Estaban sentados en este banco, inmergidos en sus pensamientos. Ambos con las piernas cruzadas, pero ella recta y arreglada, con el pié que engancha elegantemente detrás del tobillo, y él un poco encorvado hacia ella.
El abrigo rojo de ella con ese gorro de lana y las bailarinas de plata eran una declaración de confianza. Él con su chaqueta a cuadros, las gafas al cuello y los zapatos deportivos.
A veces se miraban, a veces miraban al mar. Gesticulaban lentamente y elegantemente.

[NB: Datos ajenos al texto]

PR #351, opened 2022-09-10
add sync delete for local to remote [DEVINFRA-900] [DEVINFRA-13]

silverjam:
+ Added `delete` and `delete_streaming` API calls to support the new `sync --delete` feature

+ Add `sync --delete` for local to remote sync direction

+ Splits out bits from `esthri` lib that `esthri-test` needs so that there is no longer a recursive dependency between the libraries, this was causing `rust-analyzer` to fail on VSCode

+ Don't build `release` in CI it should only be necessary for publishing the `esthri` CLI tool and it'll greatly speed up CI builds

+ Enable more optimizations for release builds since they're now only done for publish


crates/esthri/src/ops/sync.rs
```diff
@@ -445,10 +449,51 @@ where
...
+                    let obj_path = String::from(key) + &s3_metadata.s3_suffix;
+                    Ok(Some(obj_path))
+                } else {
+                    Err(err.into())
+                }
+            } else {
+                Ok(None)
+            }
+        } else {
+            Err(Error::MetadataNone)
```
silverjam, line 489: Not sure when this would happen

crates/esthri/src/ops/sync.rs
```diff
@@ -445,10 +449,51 @@ where
 
     sync_tasks
         .buffer_unordered(task_count)
-        .try_collect()
+        .try_for_each_concurrent(task_count, |_| future::ready(Ok(())))
```
silverjam, line 452: Thinking that this will improve memory usage of the sync process since it does not collection result into a vector (which is immediately thrown away anyway).

crates/esthri/src/ops/sync.rs
```diff
@@ -710,7 +755,7 @@ where
...
```
silverjam, line 758: Again, hoping this will improve memory usage

release.toml
```diff
@@ -1,7 +1,7 @@
-pre-release-commit-message = "Release: {{version}}"
 post-release-commit-message = "Start next development iteration: {{next_version}}"
-tag-message = "{{tag_name}}"
+pre-release-commit-message = "release: {{crate_name}}: version {{version}}"
```
silverjam, line 2: This is mostly stealing the config from Swift CLI which has been working well, this config has had a few issues in the past

silverjam (commented):
Note this is just the local to remote direction-- remote to local will be implemented in another pull request.

cc @achubbic-snav

crates/esthri/src/ops/sync.rs
```diff
@@ -445,10 +449,51 @@ where
...
+    bucket: &str,
+    key: &str,
+    directory: &Path,
+    filters: &[GlobFilter],
+    task_count: usize,
+) -> Result<()>
+where
+    T: S3 + Send + Sync + Clone,
+{
+    let stream = flattened_object_listing(s3, bucket, key, directory, filters, false);
```
john-michaelburke, line 473: This touches on one of the questions that came up in the PP session we had with @achubbic-snav which was how the glob filters should be handled with respect to the "delete" feature of sync. I believe here it is filtering what will be synced up ( include/exclude ) but also filtering what would be considered for deletion in the destination. Maybe I'm overthinking this.

```
include: *.txt
exclude: *
```

src/
  - asdf.txt
  - asdf2.txt
  - asdf3.mpg

dest/
  - asdf.txt
  - asdf2.txt
  - asdf3.mpg
  - asdf4.mpg

In this example due to the filters applied on both src and dest, I believe the `asdf4.mpg` would not be considered for deletion.

john-michaelburke (approved):

release.toml
silverjam: It will create a commit for each crate and then publish them in the correct order according to who's dependent on whom.

crates/esthri/src/ops/sync.rs
silverjam: We tested this with the aws cli and the filters applied to both upload/download and what was considered for deletion-- which coincidentally was the easiest thing to implement too.

john-michaelburke: Right on. Interesting chicken and the egg problem.

achubbic-snav (approved):

crates/esthri/src/ops/delete.rs
```diff
@@ -0,0 +1,35 @@
...
+ * WARRANTIES OF MERCHANTABILITY AND/OR FITNESS FOR A PARTICULAR PURPOSE.
+ */
+
+use log_derive::logfn;
+
+use crate::errors::Result;
+use crate::rusoto::{DeleteObjectRequest, S3};
+
+#[logfn(err = "ERROR")]
+pub async fn delete<T>(s3: &T, bucket: impl AsRef<str>, key: impl AsRef<str>) -> Result<()>
```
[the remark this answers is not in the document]
silverjam: This is already pretty effectively handled by the stdlib, so I don't think we need a wrapper unless there's some part of our abstractions that would benefit from having a local wrapper

Makefile.toml
```diff
@@ -3,28 +3,41 @@ default_to_workspace = false
...
 [env]
 BUILD_FLAVOR = ""
+VERBOSE = ""
 TLS_PROVIDER = "rustls"
 TARGET = ""
 WORKSPACE = "${CARGO_MAKE_WORKING_DIRECTORY}"
 
 [env.release]
 BUILD_FLAVOR = "--release"
+RUSTFLAGS="-C link-arg=-fuse-ld=lld -C codegen-units=1 -C panic=abort -C lto=fat -C opt-level=3"
```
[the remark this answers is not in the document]
silverjam: These should probably be moved to a Cargo.toml profile at some point, but right now it's just used to build the release artifacts for the `esthri` CLI that we publish.  The things I didn't enable on Windows are things I didn't think would work there, Windows support for Esthri is still pretty iffy, so could definitely use some more love later.

crates/esthri/tests/integration/sync_test.rs
```diff
@@ -96,6 +99,7 @@ fn test_sync_up_without_slash() {
         destination,
         filters.as_deref(),
         false,
+        false,
```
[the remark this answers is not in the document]
silverjam: Before we publish the next release I think we should go through and wrap up some of these options in to struct, it'll improve out API stability-- right now we'll need another major version bump to add these bools to this API so if we're going to another major version bump we should instead add some facilities that'll hopefully avoid another one in the future. cc @achubbic-snav

crates/esthri/src/ops/delete.rs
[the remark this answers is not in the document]
john-michaelburke: I think I had mentioned this before reading this was only implementing delete for local to remote. What I was proposing is that we abstract delete functionality regardless if it was deleting local to remote or remote to local. I assume that would be handled in another PR abstracted somewhere close to the top level sync function.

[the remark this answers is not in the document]
silverjam: 👍 -- yes, indeed it is

PR #363, opened 2022-09-27
Adding panic test for unset environment variable

gborough:
Purpose:
Part of onboarding exercise: https://swift-nav.atlassian.net/browse/DOL-160, please feel free to reject this PR

Technical Detail:
By setting and unsetting environment variable for the "WORKSPACE" key, it's able to test whether the unwrapping of test_data_dir() would panic when unit testing

### DIFF
--- a/crates/esthri-test/src/lib.rs
+++ b/crates/esthri-test/src/lib.rs
@@ -133,3 +133,22 @@ fn init_s3client() {
         Some(_) => {}
     }
 }
+
+#[cfg(test)]
+mod panic_test {
+    use super::*;
+
+    #[test]
+    #[should_panic]
+    fn test_dir_unset() {
+        let key = "WORKSPACE";
+        std::env::set_var(key, "somedir");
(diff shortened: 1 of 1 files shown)


adrian-kong (commented):
Don't think it's necessary to test a test function since `WORKSPACE` is set by default in `Makefile.toml`
https://github.com/swift-nav/esthri/blob/9333d996d855f7baf5abc466db2a613a60e70407/Makefile.toml#L9
So it shouldn't ever be unset I think

adrian-kong:
Could add some test cases for missing S3StorageClass uploads (right now only tests Standard and RRS, could generalize into a S3StorageClass test or something) if needing some ideas...
https://github.com/swift-nav/esthri/blob/c0267742665e6ea890d8e96af3e14837b29a30f5/crates/esthri/tests/integration/upload_test.rs#L119-L163

gborough:
Thanks for the idea, I will close this PR and work on your suggestions

PR #375, opened 2022-10-10
server shutdown fix

notoriaga:
Having some trouble shutting down the server when running in k8s. This prevents two ctrl-c handlers from being set up while in server mode (not sure this is the issue) and cleans up the termination code a bit (definitely not the issue)

### DIFF
--- a/crates/esthri-cli/src/http_server.rs
+++ b/crates/esthri-cli/src/http_server.rs
@@ -11,7 +11,6 @@
  */
 
 use std::{
-    cell::Cell,
     convert::Infallible,
     io::{self, ErrorKind},
     net::SocketAddr,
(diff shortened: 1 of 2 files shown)


silverjam (approved):

achubbic-snav (approved):

silverjam:
Why do we need to bump to 1.64?

notoriaga:
> Why do we need to bump to 1.64?

I bumped for const mutex and just picked the latest because I didn't know offhand when it was stabilized. For some reason I thought we had a "server" feature or something so that it wouldn't require a MSRV bump for library users of this crate but I guess not

silverjam:
superseded by #377

PR #34, opened 2015-11-03
[FIX] invalid name fields taxes

renatonlima:


rvalyi:
@renatonlima I think v9 will have automatic and systematic forward porting for now. At least I have seen no OCA project manually porting v8 fixes to unmigrated v9 modules so far, so I propose to close that one for now.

No le importaba la gente que andaba detrás de ellos en el paseo, del mundo que seguía adelante, de nosotros que les acabamos una foto sin tiempo.
Lo importante era el mar y sus voces. Esa misma vox que había escuchado durante año, que habían sido cambiar, envejecer como las arrugas en sus caras.
Han pasado toda su vida juntos y siguen allí, delante del mar, buscando la siguiente conversación, una fresca emoción, compartiendo nuevo pensamientos y recordando antiguos, su historia. Amándose.
Mirándoles, quiero una sola cosa: llegar allí. Un día, dentro de 60 años, quiero salir de casa, apoyarme al brazo de Alex, sentarnos un banco delante del mar y hablar. De todo o de nada. Compartir. Todo y nada. Pero por siempre jamás juntos.
Esta es mi foto de la buena suerte.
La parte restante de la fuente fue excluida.